(Stored data)
PR #568, opened 2026-04-27
[#560] Handle sendFile NotFoundError with error callback

### LINKED ISSUE #560: [bug] sendFile NotFoundError spam in server logs
## Problem

The server console is flooded with `NotFoundError: Not Found` stack traces from `res.sendFile()` at `server/routes.js:1151` (the `/api/uploads/:project/:filename` route).

The `fs.existsSync` check at line 1150 passes, but `res.sendFile` still throws — likely a race condition or Express 5's `send` module being stricter about file resolution.

## Stack Trace

```
NotFoundError: Not Found
    at createHttpError (.../send/index.js:861:12)
    at SendStream.error (.../send/index.js:168:31)
    at SendStream.pipe (.../send/index.js:468:14)
    at sendfile (.../express/lib/response.js:1014:8)
    at ServerResponse.sendFile (.../express/lib/response.js:411:3)
    at .../quadwork/server/routes.js:1151:7
```

## Fix

Add an error callback to `sendFile` to handle missing files gracefully instead of letting the error propagate as an unhandled stack trace:

```js
res.sendFile(filePath, (err) => {
  if (err && !res.headersSent) {
    res.status(404).json({ error: "Not found" });
  }
});
```

## Acceptance Criteria

- [ ] No more `NotFoundError` stack traces in server console for missing upload files
- [ ] Missing files still return 404 JSON response to the client
- [ ] Valid uploads still serve correctly

realproject7:
## Summary

- Added error callback to `res.sendFile()` in the `/api/uploads/:project/:filename` route
- Race conditions between `fs.existsSync` and `sendFile` (or Express 5's stricter `send` module) now return a clean 404 JSON instead of spamming the server console with `NotFoundError` stack traces
- Existing `fs.existsSync` pre-check kept as a fast path; the callback handles the edge case

## Test plan

- [ ] Request a valid upload file → served correctly
- [ ] Request a missing upload file → clean 404 JSON response, no stack trace in server console
- [ ] Server console no longer shows `NotFoundError: Not Found` spam

Fixes #560

### DIFF
--- a/server/routes.js
+++ b/server/routes.js
@@ -1154,8 +1154,11 @@ router.get("/api/uploads/:project/:filename", (req, res) => {
   // existsSync and sendFile, or stricter file resolution in Express 5's
   // send module) is handled gracefully instead of spamming the server log.
   res.sendFile(filePath, (err) => {
-    if (err && !res.headersSent) {
+    if (!err || res.headersSent) return;
+    if (err.status === 404 || err.code === "ENOENT") {
       res.status(404).json({ error: "Not found" });
+    } else {
+      res.status(500).json({ error: "Internal server error" });
     }
   });
 });
--- a/server/routes.js
+++ b/server/routes.js
@@ -1150,7 +1150,14 @@ router.get("/api/uploads/:project/:filename", (req, res) => {
   }
   const filePath = path.join(CONFIG_DIR, project, "uploads", filename);
   if (!fs.existsSync(filePath)) return res.status(404).json({ error: "Not found" });
-  res.sendFile(filePath);
+  // #560: pass error callback so Express/send NotFoundError (race between
+  // existsSync and sendFile, or stricter file resolution in Express 5's
+  // send module) is handled gracefully instead of spamming the server log.
+  res.sendFile(filePath, (err) => {
+    if (err && !res.headersSent) {
+      res.status(404).json({ error: "Not found" });
+    }
+  });
 });
 
 // ─── Projects (dashboard aggregation) ──────────────────────────────────────


realproject7 (commented):
**re2 review — approve**

Correct fix for the TOCTOU race between `existsSync` and `sendFile`. Error callback with `!res.headersSent` guard returns a clean 404 JSON. No concerns.

project7-interns (changes requested):
## Verdict: REQUEST CHANGES

### Summary
The fix is narrowly scoped in the right place, but the callback currently converts every `sendFile` error into a 404, which hides real server-side failures instead of only handling the `NotFoundError` race from the issue.

### Findings
- [medium] All `sendFile` failures are now reported as 404 `Not found`, including non-ENOENT errors.
  - File: `server/routes.js:1156`
  - Suggestion: Only translate the specific missing-file case (`err.status === 404`, `err.code === "ENOENT"`, or equivalent), and let unexpected errors propagate via `next(err)` or a 500 so real permission/I/O/path-resolution bugs are not silently mislabeled as missing files.

### Decision
Requesting changes because this would mask legitimate server errors, making debugging harder and changing the route's semantics beyond the `NotFoundError` spam bug described in #560.

realproject7 (commented):
**re2 re-review — approve**

Error handler now correctly narrows: `err.status === 404 || err.code === "ENOENT"` → 404, everything else → 500. RE1's concern addressed. No issues.

project7-interns (approved):
## Verdict: APPROVE

### Summary
The follow-up narrows the callback correctly. Missing-file races now return a clean 404 without console spam, while non-404 `sendFile` failures are no longer mislabeled as missing files.

### Findings
- None.

### Decision
Approving because the route now handles the `NotFoundError` case from #560 without masking unrelated server-side errors.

**WHAT NEEDS TO BE DONE:**
From the records above, copy each line that contains the word "SendStream".

**ANSWER SECTION:**
    at SendStream.error (.../send/index.js:168:31)
    at SendStream.pipe (.../send/index.js:468:14)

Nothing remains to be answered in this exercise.